About


Laura Straus’s artistic practice is grounded in close observation, emotional intelligence, and a deep respect for the visual language of everyday life. Her work has evolved across photography, ceramics, and painting, but the connective thread throughout is a sustained interest in how images and objects hold memory, intimacy, and meaning.

Straus studied studio art at Wesleyan University, where she received a B.A. with honors, and her early career was shaped by photography, editorial work, and book publishing. That background gave her a strong foundation in composition, sequence, and narrative. As a photo editor at Magnum Photos and later as Director of Photography at Abbeville Press, she learned to think carefully about the relationship between image and context, and to understand how visual work communicates beyond its surface appearance. These experiences continue to inform her studio practice today, even as she works in different materials and forms.

Her current work as a painter and ceramic artist reflects a gradual and deliberate expansion of that visual vocabulary. Ceramics introduced a more tactile, physical relationship to making, one that depends on touch, form, weight, and surface. Painting, by contrast, opens space for color, gesture, and atmosphere. In both media, Straus is drawn to the balance between control and spontaneity. She makes work that is formally attentive yet emotionally accessible, allowing structure and feeling to coexist.

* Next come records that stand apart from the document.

PR #5662, opened 2023-06-30
Extend OperationTracer with new methods

daniellehrner:
## PR description

This PR extends the `OperationTracer` with 2 new methods:

* traceStartTransaction, which complements the existing traceEndTransaction
* isExtendedTracing, which returns `false` by default, but can be overrriden by other tracer implementations

Extended tracing is needed in cases where the current tracing implementations does not provide sufficient insight into a transaction. This is for example required for zkEVM implementations as those often require a more detailed insight into a transaction for the proof generation. This PR introduces extended tracing in case of a successful contract creation. More extending tracing will be added in future PRs.

Further the plugin API for tracing is extended as well. It adds 2 new methods:

* traceStartBlock
* traceEndBlock

Both take a block header and a block body as a parameter. It was required to use those 2 instead of a `Block` object, because the latter is causing circular dependency issues that would require a very big refactoring to resolve them.


evm/src/main/java/org/hyperledger/besu/evm/processor/ContractCreationProcessor.java
```diff
@@ -175,6 +175,9 @@ public void codeSuccess(final MessageFrame frame, final OperationTracer operatio
             contractCode.size(),
             frame.getRemainingGas());
         frame.setState(MessageFrame.State.COMPLETED_SUCCESS);
+        if (operationTracer.isExtendedTracing()) {
```
shemnon, line 178: Why only in extended?  Why not log this account creation all the time?

plugin-api/src/main/java/org/hyperledger/besu/plugin/services/tracer/ExtendedOperationTracer.java
```diff
@@ -0,0 +1,42 @@
...
+ *
+ * SPDX-License-Identifier: Apache-2.0
+ */
+package org.hyperledger.besu.plugin.services.tracer;
+
+import org.hyperledger.besu.evm.tracing.OperationTracer;
+import org.hyperledger.besu.plugin.data.BlockBody;
+import org.hyperledger.besu.plugin.data.BlockHeader;
+
+public interface ExtendedOperationTracer extends OperationTracer {
```
shemnon, line 21: Since all the interfaces are block related I would recommend getting block in the name.  Perhaps `BlockAwareOperationTracer.`

daniellehrner: Yes, that is a good name. I've changed it.

evm/src/main/java/org/hyperledger/besu/evm/processor/ContractCreationProcessor.java
daniellehrner: It was not logged before, only in the failure cases. So it would change the existing behavior for anybody using the current tracer implementation. I think it makes sense to always log it though. So we might just change it to always log it.

evm/src/main/java/org/hyperledger/besu/evm/tracing/OperationTracer.java
```diff
@@ -63,6 +63,13 @@ default void tracePrecompileCall(
   default void traceAccountCreationResult(
       final MessageFrame frame, final Optional<ExceptionalHaltReason> haltReason) {}
 
+  /**
+   * Trace the end of a transaction.
```
macfarla, line 67:
```suggestion
   * Trace the start of a transaction.
```

besu/src/main/java/org/hyperledger/besu/services/TraceServiceImpl.java
```diff
@@ -114,6 +117,9 @@ private void trace(final Block block, final OperationTracer tracer) {
                                 maybeParentHeader
                                     .flatMap(BlockHeader::getExcessDataGas)
                                     .orElse(DataGas.ZERO));
+
+                    tracer.traceStartTransaction(transaction.getGasLimit());
```
delehef, line 121: Could we get the to/from addresses here?

shemnon: Would it be easier to pass in the Transaction object as the argument and let the tracer implementations pick out gas limit and to/from?

delehef: Not only easier, but also probably smarter :)

daniellehrner: I did the change and now the parameter is a `Transaction` object. I needed to move the around the interface of the transaction, which causes a lot of changes in different files. But only the imports are changing, nothing else.

evm/src/main/java/org/hyperledger/besu/evm/processor/ContractCreationProcessor.java
daniellehrner: All the current tests are passing, so there is no problem in general. Do you think it makes sense to log it all the time? I am not sure why we did not do in the first place. But that might just have been an oversight.

macfarla (approved):
LGTM

shemnon (approved):
I'm hesitant to move Transaction into datatypes, but I cannot think of a better alternative that preserves the ability to be concise on method parameters.  I am also seeing some advantage of bring the notion of a transaction in a stronger way to the EVM, so there are pluses to be sure.

So with hesitation, LGTM.

PR #5664, opened 2023-07-02
[4844] Read ExcessDataGas and ExcessDataGas from genesis if Cancun is present

Gabriel-Trintinalia:
## PR description
Fix for genesis mismatch


spencer-tb:
We recently added the hive pyspec simulator to https://hivecancun.ethdevops.io/, which runs the tests from https://github.com/ethereum/execution-spec-tests using the EngineAPI 

In order to start running the tests the genesis state needs to include the `excessDataGas` and `dataGasUsed`, otherwise we get a genesis mismatch -> leading to a `SYNCING` status when adding the first block with `NewPayloadV3` via the EngineAPI, as opposed to a `VALID` or expected `INVALID` status.

Gabriel-Trintinalia:
Closed in favour of #5677

Issue #5528, opened 2023-06-02
Minimun gas price ignored


DomingoMr:
### Description
I want to set the minimum gas price to 0 so I can deploy smart contracts without problems.

### Acceptance Criteria
Parameter `--min-gas-price` not ignored

### Steps to Reproduce (Bug)
1. Use the command npx `quorum-dev-quickstart` to run a local besu network (`besu version` 22.10.3).
2. Deploy a smart contract to this local network.

**Expected behavior:**
To deploy the smart contract.

**Actual behavior:**
I get this error:

`ProviderError: Gas price below configured minimum gas price
    at HttpProvider.request (/home/domingo/token-erc20/node_modules/hardhat/src/internal/core/providers/http.ts:78:19)
    at LocalAccountsProvider.request (/home/domingo/token-erc20/node_modules/hardhat/src/internal/core/providers/accounts.ts:182:36)
    at processTicksAndRejections (node:internal/process/task_queues:96:5)
    at EthersProviderWrapper.send (/home/domingo/token-erc20/node_modules/@nomiclabs/hardhat-ethers/src/internal/ethers-provider-wrapper.ts:13:20)`

If I look for Besus logs:

`{"timestamp":"2023-06-02T13:06:21,722","container":"39d421c9fa71","level":"INFO","thread":"main","class":"Besu","message":"Starting Besu","throwable":""}
{"timestamp":"2023-06-02T13:06:24,125","container":"39d421c9fa71","level":"WARN","thread":"main","class":"Besu","message":"--min-gas-price has been ignored because --miner-enabled was not defined on the command line.","throwable":""}
{"timestamp":"2023-06-02T13:06:27,088","container":"39d421c9fa71","level":"INFO","thread":"main","class":"Besu","message":"
`

As you can see, `--min-gas-price` is ignored. I tried to put in the config file this instruction `miner-enabled=true` but the network does not work.

**Frequency:**
Always I try to deploy a smart contract

### Versions (Add all that apply)
* Software version: [`22.10.3`]
* Java version: [`17`]
* OS Name & Version: [`WSL2`]

non-fungible-nelson:
@matthew1001 this is similar to the config cleanup you were working on? Or did I just recall you hitting the same hurdle 😅

matthew1001:
I certainly had to use a slightly odd combination of settings (the discord discussion is here -> https://discord.com/channels/905194001349627914/938504958909747250/1110826605447753759)

[...]

PR #5669, opened 2023-07-04
Add genesis configuration isPoa() convenience function, and use it in validation of `--miner-enabled` option

matthew1001:
## PR description
This PR indirectly relates to issue https://github.com/hyperledger/besu/issues/5528.

The intention of the PR is to change the validation logic of the `--miner-enabled` option, particularly with regard to `--min-gas-price` option which is a common requirement for private POA chains.

Specifically, in the case where a POA consensus algorithm has been configured (`qbft`, `ibft2`, `ibft`, or `clique`) validation of options that would otherwise require `--miner-enabled` to be set, is skipped.

## Fixed Issue(s)
No specific issue is open for this.


config/src/main/java/org/hyperledger/besu/config/GenesisConfigOptions.java
```diff
@@ -65,6 +65,13 @@ public interface GenesisConfigOptions {
    */
   boolean isClique();
 
+  /**
+   * Is poa boolean.
```
siladu, line 69:
```suggestion
   * Is a Proof of Authority network.
```

besu/src/main/java/org/hyperledger/besu/cli/BesuCommand.java
```diff
@@ -2133,7 +2134,10 @@ private void issueOptionWarnings() {
             "--remote-connections-max-percentage"));
 
     // Check that block producer options work
-    if (!isMergeEnabled()) {
+    if (!isMergeEnabled()
+        && !(Optional.ofNullable(genesisConfigOptions)
+            .orElseGet(() -> new StubGenesisConfigOptions())
+            .isPoa())) {
```
siladu, line 2140: Wonder if we can get away with `!isMergeEnabled && isEthHash` instead?

Note, currently public networks genesis' are either clique or ethash, but future public testnets (proof of stake at genesis) might have the consensus unspecified. These networks shouldn't care about miner-enabled either I think.

siladu: Had a play and I think that `!isMergeEnabled && isEthHash` is what we want for both checks, i.e. the `miner-stratum-enabled` one underneath this (I think it's a bug it doesn't have `!isMergeEnabled`)

PoS at genesis networks that omit the consensus engine will default to "unknown" in the besu code, so it works for them too.

Maybe eventually it can simply be `isEthHash` but might have to always support a "merged" mainnet config (where it was originally ethash).

siladu: ...so yes, the isPoa is probably redundant for this, though potentially useful for other things at some point?

matthew1001: Thanks @siladu yes for this case I think `isEthHash()` makes sense. Maybe it's worth leaving `isPoa()` as a general utility that could help make future code changes/logic a little clearer. I'll submit a new commit that changes the current logic but leaves `isPoa()` in. Let me know what you think.

matthew1001: Realised that `getActualGenesisConfigOptions()` provides the combined output of a genesis file, network config, + overrides, so no refactoring required.

matthew1001: @siladu I think I'm happy with the current shape of the PR:

- switched to using `isEthash()`
- moved `--miner-stratum` option warning check inside same block as `--miner-enabled`
- left `isPoa()` in as a helper function
- added some new unit tests for QBFT & IBFT2 option checking

Ready for you to take another look at when you have a mo.

besu/src/main/java/org/hyperledger/besu/cli/BesuCommand.java
```diff
@@ -2133,7 +2133,7 @@ private void issueOptionWarnings() {
             "--remote-connections-max-percentage"));
 
     // Check that block producer options work
-    if (!isMergeEnabled()) {
+    if (!isMergeEnabled() && getActualGenesisConfigOptions().isEthHash()) {
```
siladu, line 2136: Nice! Didn't know about this one.

besu/src/test/java/org/hyperledger/besu/cli/BesuCommandTest.java
```diff
@@ -3684,7 +3698,7 @@ public void stratumMiningIsEnabledWhenSpecified() throws Exception {
   @Test
   public void stratumMiningOptionsRequiresServiceToBeEnabled() {
 
-    parseCommand("--miner-stratum-enabled");
+    parseCommand("--network", "dev", "--miner-stratum-enabled");
```
siladu, line 3701: Why was this needed?

siladu (approved):
Looks good!

siladu:
@matthew1001 Do you have merge permission or need a maintainer to merge it?

besu/src/test/java/org/hyperledger/besu/cli/BesuCommandTest.java
matthew1001: I needed to modify the test in a way that would ensure it was being run with a) `merge` enabled and b) `ethash` enabled, so that the warning message it was testing for would be produced. The default network is `mainnet.json` which doesn't have `ethash` enabled but `dev.json` does so I ended up going with that.

matthew1001:
> @matthew1001 Do you have merge permission or need a maintainer to merge it?

No not yet @siladu, still working towards maintainer status so you or one of the other maintainers will need to merge it please.

PR #5670, opened 2023-07-04
Test updates for cancun execution-spec-tests

shemnon:
## PR description

Update t8n tool to support new fields (data gas related) for Cancun in the execution-spec-tests,
also, refactor so the t8n server benefits from the changes.

### DIFF
--- a/ethereum/evmtool/src/test/resources/org/hyperledger/besu/evmtool/t8n/cancun-blobs-per-tx.json
+++ b/ethereum/evmtool/src/test/resources/org/hyperledger/besu/evmtool/t8n/cancun-blobs-per-tx.json
@@ -6,66 +6,85 @@
     "--input.env=stdin",
     "--output.result=stdout",
     "--output.alloc=stdout",
-    "--output.body=stdout",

A recurring quality in Straus’s work is its intimacy. Rather than aiming for spectacle, she often turns toward the familiar: domestic spaces, family life, personal objects, and the small details that accumulate into a larger emotional landscape. This sensibility is consistent with her long history of photographing families and publishing books centered on relationships, home, and human connection. Even when her work becomes more abstract or decorative, it retains a sense of lived experience and care.

Straus’s artistic identity is also inseparable from her role as a cultural organizer and advocate. She founded and curated Piermont Straus Gallery, founded the Piermont Straus Foundation, created Rockland Culture, and helped coordinate Art in the Park and the Piermont Chamber of Commerce. These efforts demonstrate a commitment not only to her own studio work but also to building an arts ecosystem around her. That dual role — artist and cultural instigator — gives her practice a wider civic dimension. She is not only making objects and images; she is helping shape the conditions in which art can be seen, discussed, and valued.

Her exhibition history reflects this range. She has shown photography, ceramics, and paintings in solo and group exhibitions at venues including Chrystie Street Open Studio, Chelsea Art Center, the Camera Club of New York, and Piermont Straus Gallery. Her work has also appeared in publications, films, and editorial contexts, including New England Home, the New York Times, Elle, book covers and monographs. This breadth of exposure underscores the flexibility of her vision and the way her images move across different audiences and formats.

Awards and recognition, including a New York Foundation for the Arts photography fellowship and a national juried photography competition win at the Camera Club of New York, mark important points in her career. Yet the deeper story of her practice is one of continuity: a lifelong commitment to looking closely, working carefully, and translating perception into form.

In the studio, Straus’s work brings together the disciplined eye of a photographer, the material curiosity of a ceramic artist, and the chromatic confidence of a painter. She is interested in what happens when image becomes object, when the hand leaves its trace, and when familiar things are remade with renewed attention. Her art invites viewers to slow down, notice, and enter into a quieter form of seeing.